I was thrilled. Finally I had my body and my life back under control.

I tried occasionally to get off the medications, but each time, the symptoms would start again, so I resigned myself to better life through chemistry. I had no choice.

Baruch Hashem baby number five was born after a stable normal pregnancy and post-pregnancy.

But I noticed I had gained a huge amount of weight during the pregnancy. Nor did it come off afterward. I dieted strictly, exercised religiously, and was extremely careful with my eating habits.

Yet not only did I not see results, I kept on gaining.

By then, I’d gained about 60 pounds, so I began the medical rounds again.

You must be eating too much. You’re not exercising enough. You’re not taking your health seriously enough.

What is it about a medical school diploma that puts blinders on hundreds of people so they can’t see past their own superior knowledge to reality?

Once again, it was Dr. Stacey who came through. “Look, I don’t know why, but it must be the medication you’re on is causing you to gain weight,” she said. “It’s not a common side effect, but I see how hard you’re working, and it’s the only reason I can give.”

So I tried to get off the meds. I lasted six weeks. It wasn’t a pretty sight.

Back on I went. Next pregnancy I gained sixty pounds during the pregnancy. The situation was serious. And it looked like it was here to stay.

I trekked around the medical field. The holistic healers and naturalists I tried practiced nutrition, reflexology, acupuncture, and homeopathy.

Each one claimed they would heal me. Each one blamed me when the results were nil. If you’d only…

It’s been fifeteen years now.

Fifteen years of having narrow minded doctors comment snidely on my width.

Fifteen years of promises that this one procedure will cure all my problems.

Fifteen years of being told this was only temporary, this was all in my head, this was all my fault.

And finally I broke.

I looked into the mirror late one night before Rosh Hashanah. And all my strength crumbled.

I stared hard at the obese woman looking back at me. The double chins, the bloated body.
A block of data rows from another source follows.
PR #1610, opened 2026-09-05
Remove `Really disband squad` and `Really change recenter location`

magnus-ISU:
DF asks 'Really disband?' when you disband a squad, and 'Really overwrite' when you reassign a recenter hotkey, so squad-disband and hotkey-reset put a second dialog in front of the game's own.

image

image

image

This is probably one of the only cases DFhack makes the game worse, likely because it used to be necessary and no one revisited this code.


chdoc (approved):
I can confirm that the game now asks before disbanding a squad or reassigning a hotkey. So these are indeed no longer necessary.

magnus-ISU:
Anything I need to do more to get this merged?

chdoc:
No, I was merely waiting whether someone else was going to chime in or not.

PR #1612, opened 2026-09-13
exportlegends: restore classic companion exports

inder-chakal:
Add the population, history, and world map companion exports that were originally present in Classic DF so that downstream applications like legends-viewer-next have more data to work with like site populations/history/map.


inder-chakal:
Alright - I'm done. Please merge. I tested the downstream changes in a Legends-Viewer-Next branch locally as well. The new map looks very nice.

PR #1617, opened 2026-09-15
combine: differentiate dyes by dye_profile instead of excluding them

Alistair-Afton:
## Summary

Implements the real fix for DFHack/dfhack#5849.

Since 52.03, dye powders carry an embedded `dye_profile` (color index plus the component material lists). Mixed dyes share `mat_type`/`mat_index` with their components, so combining stacks by material alone reverts a mixed dye to one of its components — the bug that #1596 avoided by excluding dyes from combining entirely.

This change fingerprints `dye_profile` into the comparison key for `POWDER_MISC` items, so dyes combine again — but only with an identical blend.

Dyes whose profile was lost to the vanilla merchant bug are never merged: the embedded `dye_profile` compound is always present on real items, so the unprofiled state is detected via `color_index == -1`, and each such item gets a unique comparison key. Non-dye powders (flour, etc.) are unaffected.

#### Test plan

- `test/combine.lua` covers same/different profiles, mixed-vs-component keys, unprofiled dyes (both embedded-empty and absent profile), and non-dye powders
- 6/6 tests pass in-game on 53.16


ab9rf:
There are unfixed vanilla game bugs regarding dyes with incorrect or missing dye profiles (specifically, dyes and dyed cloth purchased from merchants sometimes have incorrect or missing dye information). Until those bugs are fixed, I'm not comfortable with possibly combining bugged and unbugged dye stacks, at least not until the consequences of doing this are known and understood.

Alistair-Afton:
@ab9rf Good point. Dyes missing their dye_profile now get a unique comparison key each, so they can never be merged into another stack or each other. Unprofiled non-dye powders (flour and such) are unaffected, and properly profiled dyes still combine per profile.

Alistair-Afton:
Follow-up on the unprofiled-dye handling: the embedded `dye_profile` compound is never actually absent on real items — the missing-profile state shows up as `color_index == -1` with empty vectors. The detection now keys off that, so merchant-bugged dyes each get a unique key as described. Pushed as part of a rebase onto current master.

Regarding dyes with *incorrect* (rather than missing) profiles: they still merge only with items carrying an identical profile, so a wrong profile can never collapse a different blend — the residual risk is two items sharing the same incorrect profile, which are indistinguishable to begin with.

ab9rf (approved):

PR #1620, opened 2026-09-15
`caravan`: fix doubled pending value and lost marks across filter views

### LINKED ISSUE #5829: Minor visual bug in caravan movegoods interface
If you already have some items moved to trade depot and you open the movegoods dfhack interface and click "inside containers" and make it "yes", the "total value of items marked for trade" doubles and then stays double for that screen whichever flag you change. Its in [https://github.com/DFHack/scripts/blob/master/internal/caravan/movegoods.lua](url)
Video : https://github.com/user-attachments/assets/9fe18e53-93ac-487a-af76-2ddbe9e5ce5a

Alistair-Afton:
## Summary

Fixes DFHack/dfhack#5829

The movegoods overlay caches a separate copy of choice state for each filter combination (grouped x inside containers). Rebuilding a combination added all selected values to the pending total again, which doubled the displayed "total value of items marked for trade". Marks made in one view were also invisible in the others, and dismissing the modal only committed the currently active view, so marks were silently lost.

Marked state is now a shared set of explicit user decisions on the widget. Each cached view derives its pending flags from it, the pending total is recomputed once per scan, and dismiss commits every explicit mark regardless of the active view.

## Testing

In game with a fort and trade depot: instantiated the modal and exercised all four filter combinations. The pending total stays constant instead of doubling. Marks made in the ungrouped view remain visible in the grouped and inside containers views, and dismissing while viewing a different filter still creates the BringItemToDepot job. Unmarking and remarking adjusts the total correctly, and icons update on toggled items.


Alistair-Afton:
Added in-engine regression tests (`test/caravan/movegoods.lua`): the pending total must equal the canonical recomputation after every choices cache build, and marks made in one filter view must propagate to rebuilt views. Verified in game: 2/2 tests, 13/13 checks.

ab9rf (approved):

PR #537, opened 2025-09-01
Add the open-quote on case-study view mobile

graphiteisaac:
Bit of an oversight, seems I was looking at this long enough I didn't really see how odd it looked to not have the quotation mark on mobile. Alas, she returns:

image


lpil (approved):
Thank you!!!

PR #543, opened 2025-09-18
fix: add missing spaces to cheatsheet

yagogarea:
Fixed missing spaces in `cheatsheet` that caused highlighted names to appear stuck to the surrounding text on the web.


lpil (approved):
Thank you!!

PR #552, opened 2025-10-06
Table of contents layout

graphiteisaac:
G'day!

Today I come bearing a new page layout, the table of contents layout! I've had this one in the pipelines for a bit now, but I've properly factored it as a separate unit so it can be used now. 

This includes a small refactor, adding a new layout.gleam file with our basic layout functions, giving some clearer distinction between page content and layout things. It also includes a function that parses Djot document content to produce a List of ContentLinks, used to build the table of contents in the layout.

For now, since I want to start small(er), I have just set it up manually on the two deployment pages. 

image

### DIFF
--- a/src/website/cheatsheet.gleam
+++ b/src/website/cheatsheet.gleam
@@ -2,13 +2,12 @@ import gleam/option
 import lustre/attribute.{attribute as attr} as attr
 import lustre/element/html
 import website/fs
-import website/layout
 import website/page
 import website/site
 
 pub fn elixir(ctx: site.Context) -> fs.File {
   let meta =
-    site.PageMeta(
+    page.PageMeta(
       path: "cheatsheets/gleam-for-elixir-users",
       title: "Gleam for Elixir users",
       meta_title: "Gleam for Elixir users | Cheat sheet",
@@ -1298,13 +1297,13 @@ let assert #(1 as a, 2 as b) = #(1, 2)
       ]),
     ]),
   ]
-  |> layout.with_header("roadmap", meta, ctx)
+  |> page.layout_header("roadmap", meta, ctx)
   |> page.to_html_file(meta)
 }
 
 pub fn erlang(ctx: site.Context) -> fs.File {
   let meta =
-    site.PageMeta(
+    page.PageMeta(
       path: "cheatsheets/gleam-for-erlang-users",
       title: "Gleam for Erlang users",
       meta_title: "Gleam for Erlang users | Cheat sheet",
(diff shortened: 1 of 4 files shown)


src/website/layout.gleam
```diff
@@ -0,0 +1,292 @@
...
+import website/site
+
+pub type ContentLink {
+  ContentLink(title: String, href: String, children: List(ContentLink))
+}
+
+pub fn table_of_contents_from_djot(document: jot.Document) -> List(ContentLink) {
+  document.content
+  |> list.fold(from: [], over: _, with: fn(accum, block) {
+    case block {
```
lpil: Flatten these nested case expressions and the `list.first` into a single case expression please.

src/website/layout.gleam
```diff
@@ -0,0 +1,292 @@
...
+      jot.Heading(attributes:, level:, content:) -> {
+        let href =
+          "#"
+          <> dict.get(attributes, "id")
+          |> result.unwrap("")
```
lpil: Skip if id is missing instead of rendering an invalid link

src/website/layout.gleam
```diff
@@ -0,0 +1,292 @@
...
+      [],
+      list.append(page_content, [
+        footer(ctx),
+        html.script([attr.src("/javascript/main.js"), attr("async", "")], ""),
+      ]),
+    ),
+  ])
+}
+
+pub fn with_toc(
```
lpil: No abbreviations in Gleam code please!

src/website/layout.gleam
```diff
@@ -0,0 +1,292 @@
+import gleam/dict
```
lpil: Merge this module back into the page module please.

The fact the `PagaMeta` data type no longer has an appropriate to live without creating dependency cycles shows that this is one module and not two.

src/website/layout.gleam
```diff
@@ -0,0 +1,292 @@
...
+import lustre/attribute.{attribute as attr, class} as attr
+import lustre/element.{type Element}
+import lustre/element/html
+import website/site
+
+pub type ContentLink {
+  ContentLink(title: String, href: String, children: List(ContentLink))
+}
+
+pub fn table_of_contents_from_djot(document: jot.Document) -> List(ContentLink) {
```
lpil: Is this used anywhere?

src/website/site.gleam
```diff
@@ -1,9 +1,24 @@
...
+    title: String,
+    subtitle: String,
+    meta_title: String,
+    description: String,
+    /// Render-critical to pre-load using meta-tags
+    preview_image: Option(String),
+    /// Social media share preview image name
+    preload_images: List(String),
+  )
+}
```
lpil: This belongs in the page module!

lpil (commented):
Thank you!! I've left a few lil notes

src/website/layout.gleam
graphiteisaac: It is not currently, but it will be as soon as you use djot to write a guide like this.

graphiteisaac:
Thanks, I've implemented much of this feedback now.

src/website/layout.gleam
lpil: ooo smart

PR #561, opened 2025-10-20
Rewrite heading in Gleam v1.13.0 release

mtlynch:
The current phrasing makes it sound like the release makes warnings 'more inefficient', which I don't think it the intent.

Suggest this rephrasing to make the intent more clear.


lpil (approved):
Thanks!

PR #563, opened 2025-10-20
use tear to highlight elixir

graphiteisaac:
and also fix elixir map syntax being incorrect (using #{} instead of %{})

Thanks to @yoshie-monster for this package!


yoshi-monster:
I noticed yesterday that had the exact same bitarray highlighting bug that contour did, so it would be great to update both ^.^

~ 💜

lpil (approved):
Amazing!!!!!!

PR #564, opened 2025-10-21
Improve syntax highlighting

yoshi-monster:
`tear` uses some additional classes for highlighting, so I added selectors to existing styles to make it look consistent with Erlang/Gleam.

I also updated tear and contour to fix the highlighting of bit arrays.

### DIFF
--- a/priv/styles/main.css
+++ b/priv/styles/main.css
@@ -751,6 +751,7 @@ main.content {
 .hl-module,
 .hl-variant,
 .hl-symbol,
+.hl-atom,
 .hl-literal,
 .code-type,
 .code-module {


priv/styles/main.css
```diff
@@ -729,6 +729,7 @@ main.content {
 
 .code-warning,
 .hl-keyword,
+.hl-built_in,
```
lpil, line 732: How come this is a mix of snake and kebab case? Shouldn't it be `hl-built-in`, as CSS uses kebab case?

yoshi-monster: I kept the `hl` prefix, the class name `built_in` is taken from highlight.js.
I'm not very fond of it either, but yeah that's where it comes from :D

I might have been just too tired yesterday when I added the html formatter

lpil: Blimey. What is hljs up to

This isn’t me, my brain screamed. I’m not what they think I am. I’m not a lazy, gluttonous woman who has no self-control. I’m not that heavy matron that comes to simchahs and sits on the side because her swollen ankles won’t let her dance.

This isn’t me! I screamed at the reflection while tears streamed down my face.

I know what people think when they see me. I’ve met old classmates, have seen the derision in their faces, their shock at how I’ve let myself go.

Do they know how hard I work? How little I eat? How many hours I exercise? And I still look like a sorry excuse for a woman.

This wasn’t supposed to happen! This wasn’t who I planned to be.

This can’t continue.

But deep down I knew good and well that there was nothing temporary about my condition.

The practitioners can preach about habits and cures…

I knew the truth.

This was who Hashem wanted me to be.

I was fat. But I wasn’t flawed. I was perfectly me, suffering through no fault of mine. I’d paid a price for several delicious children, the lights of my life. And it was a price I’d pay again.

Although I was repulsed by the woman in the mirror, I know that it is she who’s temporary.  And when I trade in this heavy body at the end of this transient journey, my ethereal spirit will fly weightlessly straight Heavenward, unencumbered, for eternity.